The big hope for the Chinese was Raúl Castro. His lengthy tours of China featured a string of meetings to discuss lessons for Cuba from the Chinese experience. He invited a key aide to the former Chinese premier, Zhu Rongji, to lecture Cuban officials on China's economic reforms. And it was under Raúl's supervision that liberalizing experiments were undertaken in Cuban military enterprises.

So when Fidel stepped down, speculation was rife that a more pragmatic, Chinese-style economic opening was on its way. But reforms have been modest: a little loosening of agricultural markets; some greater freedom to purchase electronic equipment; the abolition of restrictions on Cubans entering international hotels.

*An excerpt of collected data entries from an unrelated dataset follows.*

PR #1449, opened 2022-04-20
Yaml export errors now don't show stack trace

### LINKED ISSUE #1227: Directory YAML export shows stack trace when it doesn't need to
### Environment
  - `jrnl --diagnostic` output: 
```
jrnl: v2.8
OS: Windows 10
```
  - Install method:  pipx

### Current Behavior

After running the following in a directory without nonexistent_dir:
```
jrnl --format yaml --file nonexistent_dir
```
I get the following output:
```
ERROR: YAML export must be to individual files. Please specify a directory to export to.
    exec(code, run_globals)
  File "c:\users\micah\.local\pipx\venvs\jrnl\lib\site-packages\jrnl\cli.py", line 35, in cli
    return run(args)
  File "c:\users\micah\.local\pipx\venvs\jrnl\lib\site-packages\jrnl\jrnl.py", line 73, in run
    search_mode(**kwargs)
  File "c:\users\micah\.local\pipx\venvs\jrnl\lib\site-packages\jrnl\jrnl.py", line 179, in search_mode
  File "c:\users\micah\.local\pipx\venvs\jrnl\lib\site-packages\jrnl\jrnl.py", line 337, in _display_search_results
  File "c:\users\micah\.local\pipx\venvs\jrnl\lib\site-packages\jrnl\plugins\text_exporter.py", line 77, in export
    return cls.write_file(journal, output)
  File "c:\users\micah\.local\pipx\venvs\jrnl\lib\site-packages\jrnl\plugins\text_exporter.py", line 35, in write_file
    f.write(cls.export_journal(journal))
TypeError: write() argument must be str, not None
```

### Expected Behavior

The first line is fine: `ERROR: YAML export must be to individual files. Please specify a directory to export to.`

But there's no need for the stack trace.

apainintheneck:
### Checklist

  for the same issue.

This is a fix for the bug mentioned in #1227 related to failed YAML exports showing the stack trace along with an error message. Now it just shows the error message.

Instead of printing an error message and returning `none`, I changed it to throw a `RuntimeError`. The advantage of this is that the calling function doesn't throw a `TypeError` when it gets back a `none` value instead of a `string`. It also gives us the opportunity to clean up the file that was open.

Closes #1227.

### DIFF
--- a/jrnl/plugins/text_exporter.py
+++ b/jrnl/plugins/text_exporter.py
@@ -35,6 +35,9 @@ class TextExporter:
                 return f"[Journal exported to {path}]"
         except IOError as e:
             return f"[{ERROR_COLOR}ERROR{RESET_COLOR}: {e.filename} {e.strerror}]"
+        except RuntimeError as e:
+            os.remove(path)
+            return e
 
     @classmethod
     def make_filename(cls, entry):
@@ -54,6 +57,9 @@ class TextExporter:
                 return "[{2}ERROR{3}: {0} {1}]".format(
                     e.filename, e.strerror, ERROR_COLOR, RESET_COLOR
                 )
+            except RuntimeError as e:
+                os.remove(full_path)
+                return e
         return "[Journal exported to {}]".format(path)
 
     def _slugify(string):
--- a/jrnl/plugins/text_exporter.py
+++ b/jrnl/plugins/text_exporter.py
@@ -36,7 +36,6 @@ class TextExporter:
         except IOError as e:
             return f"[{ERROR_COLOR}ERROR{RESET_COLOR}: {e.filename} {e.strerror}]"
         except RuntimeError as e:
-            os.remove(path)
             return e
 
     @classmethod
@@ -58,7 +57,6 @@ class TextExporter:
                     e.filename, e.strerror, ERROR_COLOR, RESET_COLOR
                 )
             except RuntimeError as e:
-                os.remove(full_path)
                 return e
         return "[Journal exported to {}]".format(path)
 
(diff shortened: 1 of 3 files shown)


jrnl/plugins/text_exporter.py
```diff
@@ -35,6 +35,9 @@ def write_file(cls, journal, path):
                 return f"[Journal exported to {path}]"
         except IOError as e:
             return f"[{ERROR_COLOR}ERROR{RESET_COLOR}: {e.filename} {e.strerror}]"
+        except RuntimeError as e:
+            os.remove(path)
```
wren: Why are we deleting the path here? This seems like new behavior.

apainintheneck: It seemed like a good idea to cleanup the empty output file after an exception was raised.

apainintheneck: Currently, if a directory doesn't exist, a file is opened instead which remains after the command terminates.

apainintheneck: If you're worried about this applying too generally to every RuntimeError, we could also create a more specific error like ExportError. That would be used to signal that the empty or partially written file needs to be deleted and the error message should be returned as a string.

micahellison: I can understand the rationale for cleaning this path up, but I'd prefer that jrnl doesn't do this. A user might be exporting to a directory that already has other data in it, and this could remove that data. Better to leave the data and let the user deal with it appropriately.

apainintheneck: Okay, sounds good. I'll remove that then.

micahellison (approved):
Looks great! Thanks for your contributions.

There is speculation that the slow pace of change has been due to Raúl's reluctance to weaken his own political base - the military holding companies that dominate the economy. But much of the evidence points to Fidel's shadow.

Either way, external conditions are sharpening the choices. The financial crisis has given Cuba little room for anti-capitalist schadenfreude. Demand has weakened for nickel, Cuba's key export. Its leading benefactor, Venezuela, is taking a hit with plummeting oil prices. Other hoped-for anti-American allies, such as Iran and Russia, have emptier pockets too. Credit for Cuba is drying up and debt payments are being rescheduled. All this has come on top of the worst hurricane season in decades, which wiped over 10 percent off Cuba's GDP.

In Barack Obama, the Castros face an American president whom they will have a hard time blaming for Cuba's woes. It may come hard for Fidel, but he may finally have to face the fact that Chinese medicine is the most palatable option for communist regimes that want to extend their lease on life.